◆ HOW TO COMPLETE THIS TASK: Restate word for word the span that opens with the line containing "de 2024-11-15 15-20-14.png…]()" and closes with the final line of the data; give only those lines.

◆ RECORDED INFORMATION:
Issue #31856, opened 2024-11-15
Assets: error 500 when creating asset with no depreciation


marc-dll:
### Bug

Division by zero when creating an asset with no depreciation
![Uploading Capture d’écran de 2024-11-15 15-20-14.png…]()

### Dolibarr Version

20.0

### Environment PHP

8.2.x

### Environment Database

MariaDB

FHenry:
fix by https://github.com/Dolibarr/dolibarr/pull/31858

PR #31858, opened 2024-11-15
FIX: assets: division by zero when trying to calculate depreciation on assets that don't have it

marc-dll:


marc-dll:
Fixes #31856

◆ PROBLEM SOLUTION:
![Uploading Capture d’écran de 2024-11-15 15-20-14.png…]()

### Dolibarr Version

20.0

### Environment PHP

8.2.x

### Environment Database

MariaDB

FHenry:
fix by https://github.com/Dolibarr/dolibarr/pull/31858

PR #31858, opened 2024-11-15
FIX: assets: division by zero when trying to calculate depreciation on assets that don't have it

marc-dll:


marc-dll:
Fixes #31856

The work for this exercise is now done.